I really do not understand why someone would download something on each separate site, having a website that provides all the programs on one site.

I just down my programs and utilities in download sites because it is easier to find than to search for google.

Has a lot of good download site to do your downloads, and the softpedia is one of the best.

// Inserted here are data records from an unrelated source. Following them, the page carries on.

PR #2960, opened 2024-03-01
fix(donations): force base customer location when country field is optional but state required

chickenn00dle:
### All Submissions:

Closes 0/1206331646877121/1205955387558360/f

This PR replaces the fix in https://github.com/Automattic/newspack-plugin/pull/2951

This addresses a bug where, when WC is platform, and donation country is optional, but state is required, the donation checkout field errors with a missing state warning. We fix this by ensuring the woocommerce_default_customer_address setting is base for this specific configuration.

Screenshot 2024-03-01 at 11 29 19

1. On a test site with donations setup via WooCommerce, go to the donations settings: Newspack > Reader Revenue > Donations
2. In the billing fields section of donations settings, unset country as a required field and set state as a required field (pictured above). This configuration causes a checkout bug where new customers can't get past the billing fields portion since new customers have no default country set and billing states won't populate as expected.
3. On `trunk` attempt to checkout as a new customer and confirm a checkout error appears requiring a billing state
4. On this branch confirm that error doesn't appear

### Other information:


dkoo:
@chickenn00dle this is pretty much exactly what I had in mind! But if we implement the callback in the Blocks plugin, we can isolate it so that it will only affect modal checkout instances instead of all Woo checkouts. What do you think? https://github.com/Automattic/newspack-blocks/pull/1683

chickenn00dle:
> But if we implement the callback in the Blocks plugin, we can isolate it so that it will only affect modal checkout instances instead of all Woo checkouts. What do you think? 

Great idea. I'll go ahead and close this one then in favor of yours. Thanks for the great feedback.

PR #4714, opened 2026-05-11
fix(stripe): prevent re-stamping `_stripe_customer_id` on non-Stripe subscriptions

dkoo:
### All Submissions:

On dual-gateway sites (Stripe plugin + WooPayments both active), the upstream Stripe plugin unconditionally re-stamps `_stripe_customer_id` onto subscriptions during renewal, even when the subscription's payment method is `woocommerce_payments`. When the Stripe customer no longer exists in Stripe, this causes "No such customer" errors and failed renewals.

This adds three Newspack-side guards to `WooCommerce_Gateway_Stripe`:

- **`update_post_metadata` filter** (`maybe_block_stripe_customer_id_post_meta_update`) — blocks raw `update_post_meta( $id, '_stripe_customer_id', ... )` calls from the Stripe plugin's legacy path in `abstract-wc-stripe-payment-gateway.php`. Uses `wcs_is_subscription()` (not `get_post_type()`) to correctly identify subscription IDs on HPOS sites where data sync is disabled and subscriptions are not stored in `wp_posts`.

- **`woocommerce_before_subscription_object_save` action** (`maybe_strip_stripe_customer_id_before_save`) — strips `_stripe_customer_id` from in-memory meta before WC CRUD commits, covering three `$subscription->update_meta_data() + save()` paths in the Stripe plugin's subscription trait. Hook name is derived from `WC_Subscription::$object_type = 'subscription'`, fired by `WC_Abstract_Order::save()`.

- **`wcs_renewal_order_created` action** (`clear_stripe_customer_id_on_renewal`) — fires after the renewal order is created but **before payment processing begins**. Clears `_stripe_customer_id` from both the renewal order and its parent subscription. On HPOS sites with sync disabled, meta is purged from both the HPOS store (WC CRUD `save()`) and `wp_postmeta` (direct `delete_post_meta()`) to ensure all read paths see a clean slate before WooPayments processes the payment.

All guards are no-ops for subscriptions using any Stripe gateway variant (`stripe`, `stripe_sepa`, `stripe_klarna`, etc.) and for non-subscription objects. An empty payment method is intentionally treated as non-Stripe.

**Known scope boundary:** The `update_post_metadata` filter and pre-save action target subscription objects only. If a third-party plugin were to write `_stripe_customer_id` directly to a renewal order ID (not a subscription ID), those two guards would not intercept it. The `wcs_renewal_order_created` hook covers initial order creation; all four documented Stripe plugin re-stamp paths operate on subscription objects, so this boundary is acceptable.

Closes NPPM-2761.

Prerequisites: a site with both the WooCommerce Stripe plugin and WooPayments active (dual-gateway), and WooCommerce Subscriptions.

1. As a reader, purchase a subscription using the Stripe payment gateway (not WooPayments).
2. As an admin, reconnect that gateway to a different Stripe account so that the customer ID won't exist in Stripe anymore.
3. On `release`: as the reader, go to My Account > Payment Information and attempt to add a new payment method via the WooPayments gateway. Observe a failure with error response: `No such customer`.
4. Check out this branch, repeat step 3, and confirm that adding the new payment method succeeds.
5. As an admin, trigger a renewal for the subscription ("Process renewal order") and confirm it succeeds.
6. Run the PHP test suite: `n test-php` — expect 14 tests passing in the `WooCommerce_Gateway_Stripe` group with no failures.

### Other information:

**Upstream bug:** [woocommerce/woocommerce-gateway-stripe#2661](https://github.com/woocommerce/woocommerce-gateway-stripe/issues/2661) (filed Jul 2023, unresolved)

**Note:** On HPOS-enabled sites with data sync off, manual cleanup of stale `_stripe_customer_id` meta also requires deleting the legacy `wp_postmeta` row directly. The `wcs_renewal_order_created` guard handles this automatically for new renewals; existing stale subscriptions are cleaned at their next renewal attempt.

### DIFF
--- a/composer.json
+++ b/composer.json
@@ -9,7 +9,6 @@
 	},
 	"require": {
 		"composer/installers": "~2.0",
-		"joshtronic/php-loremipsum": "^2.1",
 		"google/auth": "^1.15",
 		"woocommerce/action-scheduler": "^3.9"
 	},
--- a/includes/plugins/class-woocommerce-gateway-stripe.php
+++ b/includes/plugins/class-woocommerce-gateway-stripe.php
@@ -245,20 +245,24 @@ class WooCommerce_Gateway_Stripe {
 	 * Clear stale _stripe_customer_id from a renewal order and its parent
 	 * subscription when the subscription uses a non-Stripe payment method.
 	 *
+	 * Hooked on wcs_renewal_order_created, which is an apply_filters hook in WCS.
 	 * Fires after the renewal order is created but before payment processing
 	 * begins, intercepting the window where WooPayments reads _stripe_customer_id
 	 * from the renewal order and would encounter an invalid Stripe customer.
 	 *
-	 * On HPOS sites with data sync disabled, meta is purged from both the HPOS
-	 * store (via WC CRUD save()) and wp_postmeta (via delete_post_meta()) to
-	 * ensure all read paths see a clean state.
+	 * On HPOS sites with data sync disabled, the renewal order is purged from both
+	 * the HPOS store (via WC CRUD save()) and wp_postmeta (via delete_post_meta()).
+	 * The subscription's HPOS store is cleaned at its next natural save via the
+	 * woocommerce_before_subscription_object_save guard; we do not save it here to
+	 * avoid triggering WCS side-effects mid-filter.
 	 *
 	 * @param \WC_Order        $renewal_order The renewal order just created.
 	 * @param \WC_Subscription $subscription  The parent subscription.
+	 * @return \WC_Order The renewal order, passed through for the filter chain.
 	 */
 	public static function clear_stripe_customer_id_on_renewal( $renewal_order, $subscription ) {
 		if ( str_starts_with( $subscription->get_payment_method(), 'stripe' ) ) {
-			return;
+			return $renewal_order;
 		}
 
 		// Clear from the renewal order — this is what WooPayments reads during payment processing.
@@ -268,15 +272,17 @@ class WooCommerce_Gateway_Stripe {
 			delete_post_meta( $renewal_order->get_id(), '_stripe_customer_id' );
 		}
 
-		// Also clean the subscription (root source of the stale value).
-		// Note: $subscription->save() re-fires woocommerce_before_subscription_object_save, which
-		// calls maybe_strip_stripe_customer_id_before_save() again — this is intentional and
-		// idempotent (delete_meta_data on an already-absent key is a no-op).
+		// Also clean the subscription's in-memory meta and wp_postmeta (root source of the stale value).
+		// We intentionally do NOT call $subscription->save() here: wcs_renewal_order_created is an
+		// apply_filters hook, and triggering a full WC CRUD save on the subscription mid-filter can
+		// cause unexpected side-effects. The woocommerce_before_subscription_object_save guard will
+		// strip _stripe_customer_id from HPOS when the subscription is next saved naturally by WCS.
 		if ( $subscription->get_meta( '_stripe_customer_id' ) ) {
 			$subscription->delete_meta_data( '_stripe_customer_id' );
-			$subscription->save();
 			delete_post_meta( $subscription->get_id(), '_stripe_customer_id' );
 		}
+
+		return $renewal_order;
 	}
 }
 WooCommerce_Gateway_Stripe::init();
--- a/includes/plugins/class-woocommerce-gateway-stripe.php
+++ b/includes/plugins/class-woocommerce-gateway-stripe.php
@@ -33,7 +33,10 @@ class WooCommerce_Gateway_Stripe {
 		 *   1. update_post_metadata filter — intercepts raw update_post_meta() calls to
 		 *      wp_postmeta (the legacy and data-sync storage paths). Only registered when
 		 *      both WCS and the Stripe plugin are active to avoid hook overhead on sites
-		 *      where neither dependency is present.
+		 *      where neither dependency is present. The class_exists/function_exists check
+		 *      is deferred to plugins_loaded because WordPress loads plugins alphabetically:
+		 *      newspack-plugin loads before woocommerce-gateway-stripe and woocommerce-
+		 *      subscriptions, so the symbols are not yet defined at Newspack include time.
 		 *      NOTE: this filter fires only for wp_postmeta writes; it does NOT intercept
 		 *      HPOS-only writes to wc_orders_meta, which is why guard #2 is also required.
 		 *
@@ -45,11 +48,22 @@ class WooCommerce_Gateway_Stripe {
 		 *      renewal order (and the parent subscription in-memory) before payment
 		 *      processing begins, self-healing stale values that pre-date the fix.
 		 */
+		// Priority 20 ensures this runs after WC_Stripe and woocommerce-subscriptions
+		// have completed their own plugins_loaded callbacks (both register at default priority 10).
+		add_action( 'plugins_loaded', [ __CLASS__, 'maybe_register_post_meta_guard' ], 20 );
+		add_action( 'woocommerce_before_subscription_object_save', [ __CLASS__, 'maybe_strip_stripe_customer_id_before_save' ] );
+		add_filter( 'wcs_renewal_order_created', [ __CLASS__, 'clear_stripe_customer_id_on_renewal' ], 10, 2 );
+	}
+
+	/**
+	 * Conditionally register the update_post_metadata filter once all plugins
+	 * have loaded their main files. See NPPM-2761 init() comment block for the
+	 * load-order rationale.
+	 */
+	public static function maybe_register_post_meta_guard() {
 		if ( class_exists( 'WC_Stripe' ) && function_exists( 'wcs_is_subscription' ) ) {
 			add_filter( 'update_post_metadata', [ __CLASS__, 'maybe_block_stripe_customer_id_post_meta_update' ], 10, 3 );
 		}
-		add_action( 'woocommerce_before_subscription_object_save', [ __CLASS__, 'maybe_strip_stripe_customer_id_before_save' ] );
-		add_filter( 'wcs_renewal_order_created', [ __CLASS__, 'clear_stripe_customer_id_on_renewal' ], 10, 2 );
 	}
 
 	/**
--- a/includes/plugins/class-woocommerce-gateway-stripe.php
+++ b/includes/plugins/class-woocommerce-gateway-stripe.php
@@ -196,6 +196,9 @@ class WooCommerce_Gateway_Stripe {
 	 * @return mixed Null to allow, true to block.
 	 */
 	public static function maybe_block_stripe_customer_id_post_meta_update( $check, $object_id, $meta_key ) {
+		if ( null !== $check ) {
+			return $check; // Respect earlier filter short-circuits.
+		}
 		if ( '_stripe_customer_id' !== $meta_key ) {
 			return $check;
 		}
--- a/includes/plugins/class-woocommerce-gateway-stripe.php
+++ b/includes/plugins/class-woocommerce-gateway-stripe.php
@@ -28,6 +28,7 @@ class WooCommerce_Gateway_Stripe {
 		// subscriptions whose payment method is not a Stripe gateway.
 		add_filter( 'update_post_metadata', [ __CLASS__, 'maybe_block_stripe_customer_id_post_meta_update' ], 10, 3 );
 		add_action( 'woocommerce_before_subscription_object_save', [ __CLASS__, 'maybe_strip_stripe_customer_id_before_save' ] );
+		add_action( 'wcs_renewal_order_created', [ __CLASS__, 'clear_stripe_customer_id_on_renewal' ], 10, 2 );
 	}
 
 	/**
@@ -233,6 +234,41 @@ class WooCommerce_Gateway_Stripe {
 			return;
 		}
 		$subscription->delete_meta_data( '_stripe_customer_id' );
+	}
+
+	/**
+	 * Clear stale _stripe_customer_id from a renewal order and its parent
+	 * subscription when the subscription uses a non-Stripe payment method.
+	 *
+	 * Fires after the renewal order is created but before payment processing
+	 * begins, intercepting the window where WooPayments reads _stripe_customer_id
+	 * from the renewal order and would encounter an invalid Stripe customer.
+	 *
+	 * On HPOS sites with data sync disabled, meta is purged from both the HPOS
+	 * store (via WC CRUD save()) and wp_postmeta (via delete_post_meta()) to
+	 * ensure all read paths see a clean state.
+	 *
+	 * @param \WC_Order        $renewal_order The renewal order just created.
+	 * @param \WC_Subscription $subscription  The parent subscription.
+	 */
+	public static function clear_stripe_customer_id_on_renewal( $renewal_order, $subscription ) {
+		if ( str_starts_with( $subscription->get_payment_method(), 'stripe' ) ) {
+			return;
+		}
+
+		// Clear from the renewal order — this is what WooPayments reads during payment processing.
+		if ( $renewal_order->get_meta( '_stripe_customer_id' ) ) {
+			$renewal_order->delete_meta_data( '_stripe_customer_id' );
+			$renewal_order->save();
+			delete_post_meta( $renewal_order->get_id(), '_stripe_customer_id' );
+		}
+
+		// Also clean the subscription (root source of the stale value).
+		if ( $subscription->get_meta( '_stripe_customer_id' ) ) {
+			$subscription->delete_meta_data( '_stripe_customer_id' );
+			$subscription->save();
+			delete_post_meta( $subscription->get_id(), '_stripe_customer_id' );
+		}
 	}
 }
 WooCommerce_Gateway_Stripe::init();
--- a/includes/plugins/class-woocommerce-gateway-stripe.php
+++ b/includes/plugins/class-woocommerce-gateway-stripe.php
@@ -23,6 +23,11 @@ class WooCommerce_Gateway_Stripe {
 
 		add_filter( 'wc_stripe_generate_payment_request', [ __CLASS__, 'add_payment_request_metadata' ], 10, 2 );
 		add_filter( 'wc_stripe_intent_metadata', [ __CLASS__, 'add_intent_metadata' ], 10, 2 );
+
+		// NPPM-2761: Prevent Stripe plugin from re-stamping _stripe_customer_id on
+		// subscriptions whose payment method is not a Stripe gateway.
+		add_filter( 'update_post_metadata', [ __CLASS__, 'maybe_block_stripe_customer_id_post_meta_update' ], 10, 3 );
+		add_action( 'woocommerce_before_subscription_object_save', [ __CLASS__, 'maybe_strip_stripe_customer_id_before_save' ] );
 	}
 
 	/**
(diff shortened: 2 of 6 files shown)


includes/plugins/class-woocommerce-gateway-stripe.php
```diff
@@ -173,5 +178,58 @@ public static function disable_link_by_default( $settings, $old_settings ) {
...
+	 * @return mixed Null to allow, true to block.
+	 */
+	public static function maybe_block_stripe_customer_id_post_meta_update( $check, $object_id, $meta_key ) {
+		if ( '_stripe_customer_id' !== $meta_key ) {
+			return $check;
+		}
+		if ( ! function_exists( 'wcs_is_subscription' ) || ! function_exists( 'wcs_get_subscription' ) || ! \wcs_is_subscription( $object_id ) ) {
+			return $check;
+		}
+		$subscription = \wcs_get_subscription( $object_id );
```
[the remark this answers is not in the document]
dkoo: Addressed in e2f9345.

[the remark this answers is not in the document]
dkoo: Addressed in e2f9345.

includes/plugins/class-woocommerce-gateway-stripe.php
```diff
@@ -173,5 +179,110 @@ public static function disable_link_by_default( $settings, $old_settings ) {
...
+	 *
+	 * Returning a non-null value from the update_{meta_type}_metadata filter
+	 * short-circuits the write.
+	 *
+	 * @param mixed  $check     The value to return. Null allows the write; true blocks it.
+	 * @param int    $object_id Post ID being written to.
+	 * @param string $meta_key  Meta key being written.
+	 * @return mixed Null to allow, true to block.
+	 */
+	public static function maybe_block_stripe_customer_id_post_meta_update( $check, $object_id, $meta_key ) {
```
adekbadek, line 256: **Blocker:** `update_post_metadata` filter is registered unconditionally — fires on every postmeta write site-wide — The filter is registered on every page load regardless of whether WCS or the Stripe plugin is even active, so every `update_post_meta()` call across the entire site pays the cost of the hook invocation + key comparison. Two improvements: (a) gate the `add_filter()` registration behind `function_exists('wcs_is_subscription') && class_exists('WC_Stripe')` so it isn't registered when both aren't present; (b) make the boundary with HPOS-only meta explicit in the comment block — `update_post_metadata` does NOT fire on HPOS-only writes to `wc_orders_meta`, which is the entire reason guard #2 (`woocommerce_before_subscription_object_save`) exists. The current docstring at L184 doesn't call this out clearly.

Because of digital infections. Just get your software directly from the source. Softpedia is absoultely not "one of the best."

[kifirefox]

3 hours ago, Riggers said:

Ok kifirefox, lets go about this a slightly different way...

 

Lets say you go to the Sumatra homepage like you linked to above and downloaded the 64Bit install exe. The Sumatra website has an entry stating what the hashes should be so after download the file is hash checked and you get this:

 

File: C:\xyz\SumatraPDF-3.1.2-64-install.exe
Size: 5208720 bytes
File Version: 3.1.2
Modified: 26 March 2017, 20:45:53
MD5: 904A7DC26E6326191374082BD9F2F753
SHA1: 593E9B0D96F07783DF13F1B311548069961465FB
CRC32: 6781FE2C

 

This is exactly the same as the Sumatra website said it should be so you can be pretty confident it hasn`t been tampered with in any way!

Now you go to some download site, say Softpedia or Filehippo and download SumatraPDF-3.1.2-64-install.exe then run it through your hash checker. If the result is exactly the same as it says on the Sumatra website then the file is exactly the same, if the hashes don`t match then you don`t know what the file is, it could be anything, ad wrapped, modified, etc...

https://www.sumatrapdfreader.org/dl/SumatraPDF-3.1.2-64-install.exe

904a7dc26e6326191374082bd9f2f753

593e9b0d96f07783df13f1b311548069961465fb

6081686cacf010bccc0617a848f2963be7ec44f98dd1daf62dc8eae448195b93
 

 

 

[Mindovermaster Moderator]

Your point? MD5 and SHA1 are the same. CRC is probably different because it was modified on a different date.